Task details
In this exercise, every entry below is to be reproduced word for word.

Data provided
***
PR #86, opened 2025-03-07
Add comments to surfaces

crnh:
OpticStudio allows to add comments to surfaces, which helps to add information about the function of each surface. When automating model creation, this helps with debugging because it is easier to check if the surfaces were added in the right order. This would be helpful in Optiland as well. I added a `comment` property to the `surface` class, and added this property to the `LensInfoViewer` as well, so the comments also show up when calling `Optic.info`.

## Example

```python

lens = Optic()

lens.set_aperture("EPD", 1)
lens.set_field_type("angle")
lens.add_field(0, 0)
lens.add_wavelength(0.55)

lens.add_surface(index=0, thickness=float("inf"), comment="Object")
lens.add_surface(index=1, radius=10, thickness=5, is_stop=True, material="BK7", comment="Lens front")
lens.add_surface(index=2, radius=-10, thickness=10, comment="Lens back")
lens.add_surface(index=3, thickness=float("inf"), comment="Image plane")

lens.info()
```

Output:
***
Completed exercise
PR #86, opened 2025-03-07
Add comments to surfaces

crnh:
OpticStudio allows to add comments to surfaces, which helps to add information about the function of each surface. When automating model creation, this helps with debugging because it is easier to check if the surfaces were added in the right order. This would be helpful in Optiland as well. I added a `comment` property to the `surface` class, and added this property to the `LensInfoViewer` as well, so the comments also show up when calling `Optic.info`.

## Example

```python

lens = Optic()

lens.set_aperture("EPD", 1)
lens.set_field_type("angle")
lens.add_field(0, 0)
lens.add_wavelength(0.55)

lens.add_surface(index=0, thickness=float("inf"), comment="Object")
lens.add_surface(index=1, radius=10, thickness=5, is_stop=True, material="BK7", comment="Lens front")
lens.add_surface(index=2, radius=-10, thickness=10, comment="Lens back")
lens.add_surface(index=3, thickness=float("inf"), comment="Image plane")

lens.info()
```

Output:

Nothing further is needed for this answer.